# Getting classes



## Jamdog (Mar 9, 2016)

After playing for several months, and assisting the kids with their guitar lessons, I've decided I'd take classes of my own on the weekends they are with their mom. 

So I'm starting classes next Sunday. We'll see where that leads.


----------



## cboutilier (Jan 12, 2016)

I wish I took more lessons in my youth


----------



## Jamdog (Mar 9, 2016)

cboutilier said:


> I wish I took more lessons in my youth


I'm older than you...


----------



## cboutilier (Jan 12, 2016)

Jamdog said:


> I'm older than you...


Likely so. I often consider going back for more lessons. Certainly can't hurt.


----------



## fredyfreeloader (Dec 11, 2010)

Jamdog said:


> I'm older than you...


They kicked me out of classes, I'm to old.


----------



## Jamdog (Mar 9, 2016)

fredyfreeloader said:


> They kicked me out of classes, I'm to old.


You must be way older than me then.


----------



## bw66 (Dec 17, 2009)

Two thirds of my students are adults - at least half are over 40.

Never too late to learn!


----------



## Gimper (Jan 14, 2016)

cboutilier said:


> I wish I took more lessons in my youth


I wish I TOOK lessons in my youth. But taking guitar lessons as an adult and learning a new complex skill has been satisfying so far.


----------



## 1SweetRide (Oct 25, 2016)

I don't think I'd go back to taking lessons again. I'll never be a professional musician playing in a band or an orchestra. So, I'm finding the Andy Guitar YouTube videos along with my membership in Guitar Tricks proving pretty useful so far. No travel time, no packing up gear, no sick instructors. The Core 1 course in GT is from a professional musician/guitarist with music school background who really teaches good fundamentals. It's been fun re-learning what I'd been taught so long ago. I think it also helps that I've switched to electric which is a lot more fun and versatile.


----------



## JBFairthorne (Oct 11, 2014)

I'm not knocking anyone that wants to take lessons but it just doesn't make sense for me personally. I mean, at the end of the day I'M the one that has to go home and do the work anyhow. So why not just skip the added expense of paying someone else to tell me to go home and practice this or that? Personally, I would rather have the extra coin in my gear fund.


----------



## Mooh (Mar 7, 2007)

bw66 said:


> Two thirds of my students are adults - at least half are over 40.
> 
> Never too late to learn!


Agreed, it's never too late to learn.

Maybe a quarter of my students are adults, 15 or so, split between casual (not regularly scheduled) and regular weekly or bi-weekly. Mostly guitar, but mandolin, banjo, and ukulele as well.


----------



## bw66 (Dec 17, 2009)

JBFairthorne said:


> I'm not knocking anyone that wants to take lessons but it just doesn't make sense for me personally. I mean, at the end of the day I'M the one that has to go home and do the work anyhow. So why not just skip the added expense of paying someone else to tell me to go home and practice this or that? Personally, I would rather have the extra coin in my gear fund.

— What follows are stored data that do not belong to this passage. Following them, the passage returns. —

PR #2214, opened 2023-09-08
feat: setup `UserStore` and basic visual feedback throughout editor based on access

jessicamcinchak:
## Changes
- Adds a `UserStore` with simple state management getters & setters for working with users & their roles within all authenticated routes
- Adds visual feedback throughout the editor UI to indicate if you have edit- or view-access for that team (this is crude and I'm not a designer! but hopefully gives us some starting ideas to improve on now :slightly_smiling_face:)

### Teams
- Shows an icon next to each team to indicate edit- (:pen:) or view- (:eye:) access (in the future, we may want to think about ordering so edit-access is at the top etc)
Screenshot from 2023-09-22 10-27-15

### Team
- Shows an icon in the team header to indicate edit- or view-access (we only restrict at team-level right now, not flows)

Absolutely! If you have self discipline and know what to work on and how to go about it, you really don't need lessons. And you can spend all of that money on gear!

Most of my adult students are beginners, but I have also given lessons to established musicians who have hit a wall, or need someone to provide some accountability around learning theory/technique, or just want to broaden their musical horizons. Most of those students come for a handful of lessons and then they are back to working on their next album.


----------



## Jamdog (Mar 9, 2016)

I'll add my two cents on the taking lessons or not. 

If you already play guitar, unless you want to learn a new technique, I think it's not super useful. 
But as a new guitar player, I feel the general direction of a teacher is useful. 

I asked him to teach me blues, which is a lot about knowing what you do and running that improvement style. The teacher told me to not learn a solo, but try to lay it with proper techniques. I think it makes sense. 
As a newbie with the guitar, having started about eight months ago, I need to get more techniques. I wouldn't recommend that for a true beginner as you can make your first steps on your own with YouTube for a lot cheaper, if you have set your mind to it. But for knowing what you do, tutorship is useful IMO. 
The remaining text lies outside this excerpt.